This year Thanksgiving meant a little more. I am thankful for my sweet precious little girl, Addison who has blessed the socks off of our family. Pray for her as we go for more blood work on Monday. All her test results came back and she has elevated pyruvate, lactate and some fatty acids are also elevated. The pyruvate and lactate are being repeated and a second test is being run to tell us more about the fatty acids. It could all be due to diarrhea, but they have to rule out any other issues.

Kate is thankful for...
Daddy
Mommy
Addison
Daddy
Mommy
For having a trip

I'm so thankful for Kate and her spunkiness, Chris and his devotion to our family and my family for their support during these hard times - THANKS!

Wednesday, November 18, 2009

Forever changed...

November 13th marked the one month anniversary of Addison's first episode. Over the past month life has completely changed and I have been forever changed. I have not been checking email, blogging, even communicating with the world except for a few close friends. I needed time to digest all of what went on and needed time to sort things out. I have been at my parents house for two weeks on Thursday - wow, long time away from home. Chris has been working 15 hour days and has had four 30+ hour shifts since I have been away. I cannot say thank you enough to those of you who have continued to lift our family up in prayer - we still need it!

Addison is doing well and will celebrate 5 months on the 22nd of November - time truly does fly. Her almost two week stay in the hospital did us in on sleeping and eating, but I figure eventually things will work back out. She is having more labs done on the 23rd to re-check her lactate and pyruvate levels and I received a call today saying they are adding one more panel of tests - not sure what, the doctor is supposed to call and explain. Addison has become a very happy and playful baby, has two bottom teeth and LOVES her mommy!

Kate has started asking more questions recently about Addison's episodes. Just tonight she was talking to me about trying to help me be patient on the way to the hospital. She is slowly working through things as best as a two year old can. She is so excited about moving into our new rent HOUSE the first weekend in December. It will be nice to finally have a place with a yard to play in.

For me, the biggest issue I face is trust. Some people take Addison's diagnosis of FPIES seriously while others seem to think of it as any other allergy. Both are equally bad and life-threatening, it is just that FPIES is so rare most doctors do not even know what they are dealing with. Addison's allergy doctor told me I would probably always know more than a doctor seeing Addison in an emergency room- scary! Addison has to have IV fluids and must be closely monitored if she ingests anything with soy, milk, or rice - rarest thing ever. Her body goes into "shock". - low blood pressure, etc.
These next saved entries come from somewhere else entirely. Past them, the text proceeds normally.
PR #5145, opened 2016-03-08
Fixed missing description helper text when a project gets registered.

monikagrabowska:
When there is no description after registration, there is now text that says "No description" rather than a blank space. 

[OSF-5694]

### DIFF
--- a/website/templates/project/project.mako
+++ b/website/templates/project/project.mako
@@ -188,11 +188,14 @@
                 <span data-bind="css: icon"></span>
                 </p>
 
-                % if node['description'] or 'write' in user['permissions']:
-                    <p>
+
+                <p>
+                % if not node['description']:
+                    <span id="description">Description:</span> <span id="nodeDescriptionEditable" class="text-muted" data-type="textarea">${'No description'}</span>
+                % elif node['description'] or 'write' in user['permissions']:
                     <span id="description">Description:</span> <span id="nodeDescriptionEditable" class="node-description overflow" data-type="textarea">${node['description']}</span>
-                    </p>
                 % endif
+                </p>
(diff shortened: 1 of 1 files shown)


sloria:
Nice git flow. :microphone:

website/templates/project/project.mako
```diff
@@ -188,11 +188,14 @@
                 <span data-bind="css: icon"></span>
                 </p>
 
-                % if node['description'] or 'write' in user['permissions']:
-                    <p>
+
+                <p>
+                % if not node['description']:
+                    <span id="description">Description:</span> <span id="nodeDescriptionEditable" class="text-muted" data-type="textarea">${'No description'}</span>
```
sloria: There is no need to do `${'No description'}` because "No description" is just text, not a variable or an expression.

website/templates/project/project.mako
```diff
@@ -188,11 +188,14 @@
                 <span data-bind="css: icon"></span>
                 </p>
 
-                % if node['description'] or 'write' in user['permissions']:
-                    <p>
+
+                <p>
+                % if not node['description']:
```
sloria: I believe we only want to show "No description" for contributors for the project (more specifically, contributors with "write" permissions). This allows contributors to click on the text to edit it.

sloria:
I've just discussed the desired behavior with Nici.

For registrations with no description, the "Description" line should not be displayed for *any* user. There is no need to show "No description" to contributors because they can't edit the description anyway.

Nici is in the process of updating the ticket to reflect this change.

@monikagrabowska Can you please open a new PR implementing this?

monikagrabowska:
Okay!

sloria:
Thanks

PR #5146, opened 2016-03-08
Hotfix/alternative email confirm

chennan47:
<b>Purpose</b>
Fix the remaining problem of https://openscience.atlassian.net/browse/OSF-5827.

### DIFF
--- a/framework/auth/views.py
+++ b/framework/auth/views.py
@@ -184,9 +184,10 @@ def confirm_email_get(token, auth=None, **kwargs):
                 return redirect(
                     campaigns.campaign_url_for(campaign)
                 )
-            if len(auth.user.emails) == 1:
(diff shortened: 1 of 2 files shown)


framework/auth/views.py
```diff
@@ -184,9 +184,10 @@ def confirm_email_get(token, auth=None, **kwargs):
                 return redirect(
                     campaigns.campaign_url_for(campaign)
                 )
-            if len(auth.user.emails) == 1:
+            if len(auth.user.emails) == 1 and len(auth.user.email_verifications) == 0:
```
sloria: This doesn't look correct; won't a new user have exactly one `email_verification`, the one for their primary email?

sloria: Discussed in person: this is actually correct. At this point, the user's primary email will have been confirmed, so there should be no email_verifications.

PR #5148, opened 2016-03-08
[hold]  [feature]Hover description for MD5 and SHA2 for file revision

tnghieu:
## Purpose
The purpose of this pull request is to implement a feature to allow users to understand what the MD5 and SHA2 features are of the Revisions. By having this feature, the user is capable of making file comparisons as well as fully understanding what is provided on nearly half of the screen.

## Changes
Added a question-circle next to MD5 and SHA2. Hovering over the question-circle creates a hovering popup that shows the description of each. Implementation was done on revisions.js on lines 94-98 and 108-113.
screen shot 2016-03-08 at 1 24 58 pm

## Side Effects
Definitions/descriptions of MD5 and SHA2 must be taken into consideration.

### DIFF
--- a/website/static/js/filepage/revisions.js
+++ b/website/static/js/filepage/revisions.js
@@ -90,6 +90,14 @@ var FileRevisionsTable = {
             });
         };
 
+
+        var popOver = function(element, isInit) {
+            if (!isInit) {
+                $(document.getElementById(element.id)).popover();
+            }
+
+        }
+
         self.getTableHead = function() {
             return m('thead', [
                 m('tr', [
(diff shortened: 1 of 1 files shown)


website/static/js/filepage/revisions.js
```diff
@@ -90,6 +90,14 @@ var FileRevisionsTable = {
             });
         };
 
+
+        var popOver = function(element, isInit) {
+            if (!isInit) {
+                $(document.getElementById(element.id)).popover();
```
sloria: You already have access to the DOM element in this function (`element`), so no need to get the element by ID.

```js
$(element).popover();
```

website/static/js/filepage/revisions.js
```diff
@@ -97,12 +105,18 @@ var FileRevisionsTable = {
                     model.hasDate ? m('th', 'Date') : false,
                     model.hasUser ? m('th', 'User') : false,
                     m('th[colspan=2]', 'Download'),
-                    model.hasHashes ? m('th', 'MD5') : false,
-                    model.hasHashes ? m('th', 'SHA2') : false,
+                    model.hasHashes ? m('th', [
+                        'MD5 ', m('#md5pop.fa.fa-question-circle[data-content="Unique 32-digit code for the file."][rel="popover"]' +
```
sloria: It's best to avoid reliance on CSS IDs, as they are brittle (changing the ID will break the code). If you do the refactor suggested in https://github.com/CenterForOpenScience/osf.io/pull/5148/files#r55424839 , you should be able to remove the IDs here.

sloria:
Pass finished. Please address the comments above. There is a also a `jshint` error. You can run jshint locally with `inv jshint`. The builds will fail if jshint finds any errors.

tnghieu:
@sloria I've responded and fixed the issues.

sloria:
@tnghieu Thanks. Is there a JIRA ticket for this change?

hmoco:
@sloria, here is the ticket: https://openscience.atlassian.net/browse/OSF-4443

sloria:
Thanks. Code looks good, but I'd like to get a review from Erin M on what the tooltip text should be. Consider this good to merge, pending that review. :octopus:

erinmayhood:
@tnghieu Let's keep the descriptions super simple:

MD5 is an algorithm used to verify data integrity.

SHA-2 is a cryptographic has function designed by the NSA used to verify data integrity.

Thank you and nice work getting a PR in so quick!

sloria:
Thanks Erin. I've made the language change. Thanks Tom for the PR.

PR #5149, opened 2016-03-08
Hides "Description" after registration if initially blank

monikagrabowska:
Instead of having grey helper text when the description field is left blank, now the description field is hidden from users when left blank.

### DIFF
--- a/website/templates/project/project.mako
+++ b/website/templates/project/project.mako
@@ -188,11 +188,14 @@
                 <span data-bind="css: icon"></span>
                 </p>
 
-                % if node['description'] or 'write' in user['permissions']:
-                    <p>
+
+                <p>
+                % if not node['description']:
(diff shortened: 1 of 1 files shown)


website/templates/project/project.mako
```diff
@@ -188,10 +188,12 @@
                 <span data-bind="css: icon"></span>
                 </p>
 
-                % if node['description'] or 'write' in user['permissions']:
-                    <p>
+                % if not node['description']:
+                    <p></p>
```
sloria: This extra `p` tag will result in unwanted whitespace on the page. Can you simplify your logic so that this can be removed?

sloria:
Pass finished. Just a minor change and this should be good to merge.

monikagrabowska:
Okay! I am working on this now.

Chris is working hard and needs prayer. I know God has a plan and purpose for our family even in the midst of hardship. Never before has life seemed so scary, unsure and INSANE - but God is bringing us through!

God Knew...
Chris cancelled his rotation to ACH three times during his fourth year of medical school, to end up rotating in September of last year and loving it

In the hush hush process of ranking, Chris ranked OU OKC ahead of ACH (to be closer to family) and right before he submitted he just looked at me and said it's not right - I assured Chris we would be ok and to follow God's direction - there are no accidents!

Addison was born at just the right time. I was able to have excellent care from my doctor (placenta acreta with both babies) but all of her health care has been in Arkansas with the most amazing pediatrician.

After Addison's second episode we were almost dismissed and I was actually told by an attending to quit entertaining the thought of it being an allergy - how dare her! That was the only thing out of the ordinary on both days that Addison had an episode. To make a long story short, a new doctor saw Addison the day we were to be dismissed without a diagnosis and she immediately knew what it was - her friends child (who is also a resident at ACH) has FPIES as well - now you cannot tell me that is a coincidence!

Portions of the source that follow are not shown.